As Wile E said, as it stands right now, Nividia is the one with better physics support (a lot better I have to say). GTX 280/260 even have a sort of Physics processor slapped into the core: an additional FP64 unit (30 ALUs) and specific cache that cannot be used for graphics and are only reachable by CUDA. For physics or whatever yo want to use them, but certainly in games it won't be used for anything else IMO. GT200 is a lot more than a graphics card. The problem remains on whether DO WE REALLY WANT something more (those extra features make the card have 270 SPs but only 240 are usable for graphics) and pay the BIG price premium. Not right now, that's for sure.


----------



## Woody112 (Jun 19, 2008)

Nice! Did not know that. And yes to me I really want that kind of candy on a card and more. 
I'll wait to see some side by side benchies of the two before I go the the egg. I screwed up last time when I bought two 3870's instead of two 8800gtx's just to save a few bucks. I wont make the same mistake twice. I've had nothing but driver issues since the day I installed them.


----------



## AsRock (Jun 19, 2008)

Personally i don't care about CUDA.  And had loads of fun watching Havok at work and want more...   A great example Company Of Hero's.

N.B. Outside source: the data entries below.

PR #4551, opened 2022-05-24
Adds EXTERNPROTO

ad-daniel:
**Description**

This PR externalizes PROTO nodes in world files, as it's a necessary step in order to later on be able to load PROTO files directly on the web.

Basic principles:
- all PROTO nodes used by a world need to be declared using  the syntax: `EXTERNPROTO "url/or/path.proto"` in the world file.
- inserted nodes (add-node) are automatically declared.
- PROTO that might be spawned during the simulation need to be declared as Ephemeral prior to it, the declaration is done by using the interface accordingly. Ephemeral PROTO are essentially EXTERNPROTO as any other (and saved as such), the only difference is just that at load time no instance of these nodes exists in the node tree.

The PR includes:
- a backwards compatibility mechanism ensures that worlds prior to R2022b can be loaded just the same. When the world is saved, the declarations are added.
- an export button was added to the add-node window. It allows to create a local copy of a PROTO (typically needed if you wish to have a local copy of an official webots PROTO since they're not longer shipped).
- PROTO and icons are cached (and both are added to the asset_cache zip)

To generate a local distribution:
```
python scripts/packaging/set_commit_and_date_in_version.py $(git log -1 --format='%H')
make -j12 distrib
install and unset WEBOTS_HOME
```
Suggestions for improvements (codewise or usability wise) are most welcome


ad-daniel:
I think the PR can already be reviewed. The update world test failed because a single asset (difference should be 21 not 22) is missing from the cache, it might take some time to figure out which and it doesn't really matter all that much

ad-daniel:
nevermind, the `generate_proto_list.py` script on windows is choking for some reason

src/webots/gui/main.cpp
```diff
@@ -213,5 +213,5 @@ int main(int argc, char *argv[]) {
 #endif
 #endif
 
-  return app.exec();
+  app.exec();
 }
```
omichel, line 217: It is strange we declare the main function as int and it doesn't return an exit status.

src/webots/nodes/utils/WbNodeOperations.cpp
```diff
@@ -170,6 +171,14 @@ WbNodeOperations::OperationResult WbNodeOperations::importNode(WbNode *parentNod
   bool isNodeRegenerated = false;
   int nodeIndex = itemIndex;
   foreach (WbNode *node, nodes) {
+    if (node->isProtoInstance()) {
+      // ensure the node was declared as EXTERNPROTO prior to import it
+      if (!WbProtoManager::instance()->isDeclaredExternProto(node->modelName())) {
+        WbLog::error(tr("In order to import the PROTO '%1', first it must be declared in the Ephemeral EXTERNPROTO list.")
```
omichel, line 177:
```suggestion
        WbLog::error(tr("In order to import the PROTO '%1', first it must be declared in the EXTERNPROTO list of the world file.")
```

src/webots/vrml/WbProtoModel.hpp
```diff
@@ -38,7 +38,7 @@ class WbProtoModel : public QObject {
 public:
   // create
   WbProtoModel(WbTokenizer *tokenizer, const QString &worldPath, const QString &fileName = QString(),
-               QStringList baseTypeList = QStringList());
+               const QString &externPath = QString(), QStringList baseTypeList = QStringList());
```
omichel, line 41:
```suggestion
               const QString &externPath = "", QStringList baseTypeList = QStringList());
```

Makefile
```diff
@@ -53,9 +53,9 @@ space := $(null) $(null)
 WEBOTS_HOME_PATH=$(subst $(space),\ ,$(strip $(subst \,/,$(WEBOTS_HOME))))
 include $(WEBOTS_HOME_PATH)/resources/Makefile.os.include
 
-.PHONY: clean cleanse debug distrib release webots_dependencies webots_target clean-docs docs
+.PHONY: clean cleanse debug distrib release webots_dependencies webots_target clean-docs docs proto_list
 
-release debug profile: docs webots_target
+release debug profile: docs webots_target proto_list
```
omichel, line 58: We consider the proto list is a dependency of Webots, e.g., Webots needs it to run, we should  move `proto_list` as a `webots_target` dependency on line 104.
```suggestion
release debug profile: docs webots_target
```

src/webots/vrml/WbParser.cpp
```diff
@@ -18,12 +18,14 @@
...
 #include "WbNodeModel.hpp"
-#include "WbProtoList.hpp"
+#include "WbProtoManager.hpp"
 #include "WbProtoModel.hpp"
 #include "WbProtoTemplateEngine.hpp"
 #include "WbToken.hpp"
 #include "WbTokenizer.hpp"
 
+#include <QtCore/QDir>
+#include <QtCore/QFileInfo>
```
omichel, line 28: It seems these include files are not needed.
```suggestion
```

src/webots/vrml/WbProtoManager.cpp
```diff
@@ -0,0 +1,619 @@
...
+
+  WbParser parser(&tokenizer);
+  if (!parser.parseProtoInterface(worldPath))
+    return NULL;
+
+  tokenizer.rewind();
+  while (tokenizer.peekWord() == "EXTERNPROTO")  // consume all EXTERNPROTO tokens, if any
+    parser.skipExternProto();
+
+  bool prevInstantiateMode = WbNode::instantiateMode();
```
omichel, line 80:
```suggestion
  const bool prevInstantiateMode = WbNode::instantiateMode();
```

src/webots/vrml/WbProtoManager.cpp
```diff
@@ -0,0 +1,619 @@
...
+    return model;
+  } catch (...) {
+    WbNode::setInstantiateMode(prevInstantiateMode);
+    return NULL;
+  }
+}
+
+void WbProtoManager::readModel(WbTokenizer *tokenizer, const QString &worldPath) {
+  WbProtoModel *model = NULL;
+  bool prevInstantiateMode = WbNode::instantiateMode();
```
omichel, line 94:
```suggestion
  const bool prevInstantiateMode = WbNode::instantiateMode();
```

omichel (changes requested):
I completed the source code review. I will now test the functionality.

omichel:
I create a package for Windows and tested it.
When opening the ure.wbt demo from the guided tour I got the following errors:
```
WARNING: UR5e (PROTO) > HingeJoint > Solid > Shape > PBRAppearance > ImageTexture: Cannot download 'https://raw.githubusercontent.com/cyberbotics/webots/714643ac2d882f53717dd9c3a13f1c55136e77d6/projects/robots/universal_robots/protos/UR5e/textures/normal_0.jpg', error code: 5: Operation canceled
WARNING: UR5e (PROTO) > HingeJoint > Solid > Shape > PBRAppearance > ImageTexture: Cannot download 'https://raw.githubusercontent.com/cyberbotics/webots/714643ac2d882f53717dd9c3a13f1c55136e77d6/projects/robots/universal_robots/protos/UR5e/textures/occlusion_0.jpg', error code: 5: Operation canceled
WARNING: UR5e (PROTO) > HingeJoint > Solid > HingeJoint > Solid > Shape > PBRAppearance > ImageTexture: Cannot download 'https://raw.githubusercontent.com/cyberbotics/webots/714643ac2d882f53717dd9c3a13f1c55136e77d6/projects/robots/universal_robots/protos/UR5e/textures/normal_1.jpg', error code: 5: Operation canceled
...
```
And the robot was not displayed.
I tried to reload it and it worked out...

src/webots/nodes/utils/WbNodeOperations.cpp
ad-daniel: Since this message is displayed when we attempt to import a non-declared node (using a supervisor), referring to "Ephemeral EXTERNPROTO" might be more clear for the user what it needs to do (since there's a button named just that on the interface)

omichel: Yes, I agree.

stefaniapedrazzi:
I'm also testing a little bit on Linux.

I have a couple of comments about the new "Ephemeral EXTERNPROTO" button functionality

1) Maybe the "Ephemeral EXTERNPROTO" button appearance could be improved.
At the moment, especially when using the dark themes I have the feeling it is quite hard to understand that it is a button and not a label.

    Maybe simply adding some padding left and right and setting a border color (in the dark themes) could improve the appearance.
Screenshot from 2022-06-16 09-56-03
Screenshot from 2022-06-16 09-56-32


2) Why did you choose to display the ephemeral EXTERNPROTO list in the field editor instead of opening a new dialog window?
This is causing some issues with the field editor itself because clicking on the button doesn't reset the selection, but there is no other ways than changing the current selection to restore the node content in the field editor.

ad-daniel:
Sorry I didn't see your post before:

> 1. Maybe the "Ephemeral EXTERNPROTO" button appearance could be improved.

Good idea, in the dark themes the buttons are indeed flat.

> 2. Why did you choose to display the ephemeral EXTERNPROTO list in the field editor instead of opening a new dialog window?

@omichel suggested it this way. The idea was that it was more intuitive for the user as changes to EXTERNPROTO pertain to the world as other fields do. The initial choice was even for it to show up as an item itself in the scene tree rather than a button but that proved problematic.
Concerning the issue you mention, I don't think I understood. What's the issue with the field editor? Prior to opening the panel I disable the existing field editor, is that it?

omichel:
>  Why not adding a field to the WorldInfo node?

That would be inconsistent with the content of the world file as the EXTERNPROTO statement should be ahead of the any node definition.

Clearing the current selection seems to be the best solution to me.

ad-daniel:
Does this convince you more:

a
b

Adding to the scene tree is problematic because contrary to all other items it doesn't have neither a field nor a node associated, so it ends up being even more of a hack. The only alternative would be to have  a second tree above this one with a single element in it, but that doesn't sound great either

docs/guide/the-scene-tree.md
```diff
@@ -41,8 +41,23 @@ This option is only displayed for Geometry nodes and nodes derived from [Transfo
...
+
+%figure "Ephemeral EXTERNPROTO"
+
+![ephemeral_externproto.png](images/ephemeral_externproto.png)
+
+%end
+
+Every world file must declare in its header the PROTO assets it relies upon using the `EXTERNPROTO` keyword, and providing an url or path towards each PROTO used.
+This list is normally compiled automatically by Webots when a world is saved.
+If however additional PROTO might be used during the execution of the simulation, typically by having a supervisor node inserting it into the world, then the user must declare these PROTO.
```
omichel, line 61:
```suggestion
If however additional PROTOs might be used during the execution of the simulation, typically by having a supervisor node inserting it into the world, then the user must declare these PROTOs.
```

omichel (approved):
Looks good to me.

My questions are, when is CUDA going be available ?.
When are games going support it ?.
Is this going be another problem added to go wrong ?.


----------



## DarkMatter (Jun 19, 2008)

AsRock said:


> Personally i don't care about CUDA.  And had loads of fun watching Havok at work and want more...   A great example Company Of Hero's.
> 
> My questions are, when is CUDA going be available ?.
> When are games going support it ?.
> Is this going be another problem added to go wrong ?.



First of all one comment, CUDA and PhysX is not the same thing. CUDA is a C++ based API that lets you run non-graphical aplications on GPUs. PhysX will be enable through CUDA and it's performance is between tens to one hundred bigger than CPU physics, like current Havok. CPUs have 10 GFlops per core, new GPUs have 1000 GFlops. 

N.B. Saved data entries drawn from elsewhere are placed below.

PR #4561, opened 2022-05-25
Add a forklift proto

BenjaminDeleze:
It was sometime hard to "fill" the industrial environments because most of the existing factory objects are kind of small.


omichel (approved):
Thank you.

PR #4569, opened 2022-05-31
Fix support polygon access out of bounds

### LINKED ISSUE #4280: Automatic exit of webots on ubuntu
Hi, 
I was trying to use webots simulator to train and simulate quadruped robot by EPFL. While training, I activated optional render of polygon support. In the next run when I tried to accelerate the simulation, webots simulator crashed automatically with the following line on the console.
```/usr/local/bin/webots: line 90: 5289 Segmentation fault (core dumped) "$webots_home/bin/webots-bin" "$@"```

Upon close examination of the recent changes, I disable the rendering of support polygon and now webots runs smoothly.  I can share my work if needed.

stefaniapedrazzi:
Fix #4280.
If `numberOfContactPoints` value greater than `mSupportPolygon` size, `mSupportPolygon` was often accessed outside his bounds.
If `numberOfContactPoints` is lower than 32 (default size of the QVarLengthArray `mSupportPolygon`) nothing bad occurs, otherwise we may overwrite other WbSolid structures like the `mJointChildren` vector.


BenjaminDeleze (approved):
Seems good to me!

PR #4572, opened 2022-05-31
Provide patch instructions for Ubuntu-22.04

omichel:
https://cyberbotics.com/doc/guide/installation-procedure?version=doc-ubuntu22-instructions#installing-the-debian-package-directly


ad-daniel (approved):
Thank you

stefaniapedrazzi:
We should not forgot to remove this on the develop branch.

Also note that if you run Webots 2022a on Ubuntu 22.04 the sumo simulations won't work.

stefaniapedrazzi:
I also forgot to mention that Python simulation of R2022a don't work out of the box in Ubuntu 22.04 because R2022a has no support for Python 3.10 (the only Python version available on Ubuntu 22.04).

But if we will remove this note in develop, it is ok to do not specify it.

PR #5378, opened 2022-10-27
Resolve circular dependencies

### LINKED ISSUE #4981: Circular dependency in webots modules

stefaniapedrazzi:
Fix #4981:
* Create a `WbVrmlNodeUtilities` namespace in the `vrml` module containing the functions from `WbNodeUtilities` that doesn't rely on WbBaseNode classes:
  -> any suggestion is welcome for improving the two namespace names
*  `WbUrl`:
    * move from `nodes/utils` to `vrml` module
    * world filename used to compute relative URLs is passed as a namespace property
* `WbProtoManager`:
    * pass callback function to compute if PROTO needs a robot ancestor
    * pass world root as argument when needed
    * use signal/slot to notify world load completed
    * fix singleton class structure
* `WbParser`
    * use callback to update parsing progress
* `WbDownloader`:
    * move from `nodes` to `core` module
    * create a `WbDownloadManager` singleton class as an entry point to update the application progress dialog
    * remove `mCopy` class variable that is not used: `WbDownloader::download` is always called only once per instance


ygoumaz (approved):
Nice solution, thank you!

PR #5397, opened 2022-10-31
Fix crash when robot with extern controller is deleted

### LINKED ISSUE #5386: Crash when deleting a robot with an extern controller
Webots crashes if the field of a robot is set to `<extern>` and we try to delete it. The simulation must have run (i.e. the controller must be started).

This implies, among other things, that the `multiple robots` example of `webots_ros2_universal_robot` crashes when the simulation is reset.

ygoumaz:
Fixes #5386.


BenjaminDeleze (approved):
Thank you!

PR #5404, opened 2022-10-31
Web proto: second usecase: joints

BenjaminDeleze:
**Description**
A researcher wants to model an office room in Webots before using it to train a ML model.
He search "chair webots" in a well-know search engine and arrived on `webots.cloud/proto` where he can easily compare the different chairs available in Webots. With the help of the joint tab, he will be able to see that the office chair has a rotating seat and observe how it behave.

**Tasks**
  - [x] Add tabs.
  - [x] Parse the node to find all the joints.
  - [x] Populate the `joints` tab with the joints that were found.
  - [x] Make the user able to move the joints.

**Additional Information**
I encounter some circular dependencies issues will implementing this part so I had to refactor a bit the code


BenjaminDeleze:
You can see the result here: https://proto.webots.cloud/run?version=proto&url=https://github.com/BenjaminDeleze/sandbox/blob/master/protoExample/protos/OfficeChair.proto

This PR also include the additional modifications:

- Support for SFInt32 field
- Refactor of several classes/functions to avoid circular dependencies, it removes mainly :
  - `webots`->`X3dScene`->`ImageTexture`->`image_loader`->`webots` and the corresponding one with `mesh_loader`
  It was solved by turning `image_loader` and `mesh_loader` into classes and putting the global variable `mesh_loader` and `image_loader` needed directly in their classes instead of in `webots`. The same process was done to get rid of the dependency of `CadeShape` on `webots`.
  - `WbBaseNode`->`nodes_utilities`->`WbSolid`->`WbTransform`->`WbGroup`.>`WbBaseNode`
  I had a lot of troubles with this one as, if you begin the loop with `WbSolid`, it will work perfectly well. But if you begin by `WbBaseNode` it will fail to load everything. The solution was to move the functions that were using the functions from `nodes_utilities` directly in `WbGeometry` and `WbShape` were they are used.

Finally please note that the office chair have some `SFNode`  fields for its appearances but they are not yet supported so they will not show up in the proto parameter window.

resources/web/wwi/css/toolbar.css
```diff
@@ -973,3 +998,74 @@ webots-view .reset-field-button {
...
+}
+
+.webots-view .proto-slider::-moz-range-thumb {
+  border: none;
+  height: 15px;
+  width: 15px;
+  background: rgb(0, 122, 204);
+  cursor: pointer;
+  border-radius: 12px;
+}
```
ad-daniel, line 1071:
```suggestion
}

```

resources/web/wwi/nodes/utils/math_utils.js
```diff
@@ -1,9 +1,25 @@
-function clampedAcos(value) {
-  if (value >= 1.0)
-    return 0.0;
-  if (value <= -1.0)
-    return 2.0 * Math.PI;
+export function clampedAcos(value) {
```
ad-daniel, line 1: just a detail, but this file is called `math_utils` whereas for the node we call it `node_utilities`, we should pick one of the two

resources/web/wwi/protoVisualizer/Vrml.js
```diff
@@ -436,10 +436,10 @@ export class SFNode extends SingleValue {
       return false;
 
     for (const [parameterName, parameter] of this.value.parameters) {
-      if (!other.parameters.has(parameterName))
+      if (!other.value.parameters.has(parameterName))
         return false;
 
-      const otherParameter = other.parameters.get(parameterName);
+      const otherParameter = other.value.parameters.get(parameterName);
```
ad-daniel, line 442: I'm not sure to understand why this change was necessary. `other` is supposed to be a Node instance (which can be a PROTO or a base node), and in the case it's a PROTO, then the parameters have to be retrieved directly from it. Accessing the value of the node entails means we are retrieving the parameters of the derived PROTO. It might work, but intuitively seems the wrong approach. Do you remember why it was necessary to do so?

ad-daniel (changes requested):
Just details and a doubt

resources/web/wwi/protoVisualizer/Vrml.js
BenjaminDeleze: Because `other.parameters` was undefined in some cases

ad-daniel: that should be the case only if a PROTO without parameters is instantiated, was it with the officechair or another proto?

BenjaminDeleze: Yes, error when trying to download it

ad-daniel: since it's a SFNode, then yes, the `.value` is necessary, I thought we were passing the value itself already

ad-daniel (approved):
Thank you

PR #5413, opened 2022-11-01
Fix isTemplate flag not passed from base PROTO

### LINKED ISSUE #5214: TexturedBox PROTO parameters changes not working
The changes to the `TexturedBox` PROTO `size` field are not applied in the scene until the world is saved and reverted.

stefaniapedrazzi:
Fix #5214:
this is a regression from R2022a introduced in #5103 where the instruction to pass the `isTemplate` flag from the base to the inherited node has been removed.

Additionally I also updated some debug instructions throwing errors during compilation.


omichel (approved):
Thank you.

Issue #5207, opened 2022-09-12
Copy PROTO icon when relocating the remote PROTO file


stefaniapedrazzi:
During the PROTO relocation triggered when editing a remote PROTO file the icon is currently not copied.
Thus, in the Add Node dialog the local copy doesn't have any icon.
Maybe it would be better to also copy the icon file when copying the PROTO file.

PR #5414, opened 2022-11-01
Copy icon when editing cached remote PROTO

stefaniapedrazzi:
Address #5207:
copy icon when editing a web PROTO and copying it on the current project folder.

To avoid duplicating the code already used in `WbAddNodeDialog` to retrieve the PROTO icon the code is moved in a new class `scene_tree/WbProtoIcon` and reused in `WbMainWindow` and `WbAddNodeDialog`.


BenjaminDeleze (approved):
Thank you!

PR #5415, opened 2022-11-02
Removed obsolete dependency

omichel:
Webots doesn't depend any more on this DLL (probably due to some other DLL dependency change) and it doesn't get installed in the GitHub CI machine, causing the creation of the Windows package to fail.
Removing this obsolete dependency should fix the package creation on Windows in the CI.


BenjaminDeleze (approved):
Thank you

PR #5420, opened 2022-11-04
Update axis orientation in wrl

BenjaminDeleze:
When the FLU conversion took place we forgot to change the description of `Cone`/`Cylinder`/`Capsule` in the `.wrl` files.


omichel (approved):
Thank you

PR #5430, opened 2022-11-07
Fix SFNode field flagged empty in libController

### LINKED ISSUE #5365: Non-empty field is flagged as empty
**Describe the Bug**

Something might be wrong or inconsistent with the remove_sf API.

1. load [debug.zip](https://github.com/cyberbotics/webots/files/9850301/debug.zip) and run
2. the appearance is changed to asphalt correctly
   -  according to [this](https://github.com/cyberbotics/webots/blob/8b8047ead7f7b7f7ca4ed2bd8e0e9aa1a9b3e0ce/tests/api/controllers/supervisor_import_remove/supervisor_import_remove.c#L167-L171) unit test however, this should not be possible because the field is not empty (contains roughcast)
3. When we try to actually remove the roughcast (uncomment the line), we get `wb_supervisor_field_remove_sf() called for an empty field.`

So what would explain both behaviors is that indeed the field is empty (hence why we don't need to remove the existing node before adding a new, and why it doesn't complain when we import without removing). However the field obviously isn't empty.

EDIT: calling removeSF after importing does work as intended, which once again seems to indicate the field was empty the first time

stefaniapedrazzi:
Fix #5365:
use the WbFieldStruct::count variable in the libController to store if the SFNode value is NULL without having to request the field value.

### DIFF
--- a/docs/reference/changelog-r2023.md
+++ b/docs/reference/changelog-r2023.md
@@ -19,6 +19,7 @@ Released on December, 12th, 2022.
   - New Examples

1 - CUDA is available now. It's been available for some time already. PhysX support has already been launched with 177.35 drivers and will supposedly come soon to games. 

2- They are already developing with it, but it's imposible to know exactly when, or if it's going to be succesful.

3- I don't understand what you really mean here, but in any case is pretty early to say. I would even bet that neither developers nor Nvidia know how this is going to go in the future.


----------



## lemonadesoda (Jun 19, 2008)

hayder.master said:


> and 4870x2>>gtx280


Dont be so sure.

At 2560x1600 the GTX280 is 70% more powerful than 4850. So, my guess, about 50%-60% more powerful than a 4870.

4870x2 will probably be ">" or "=" to GTX280 at standard resolutions, but NOT ">>"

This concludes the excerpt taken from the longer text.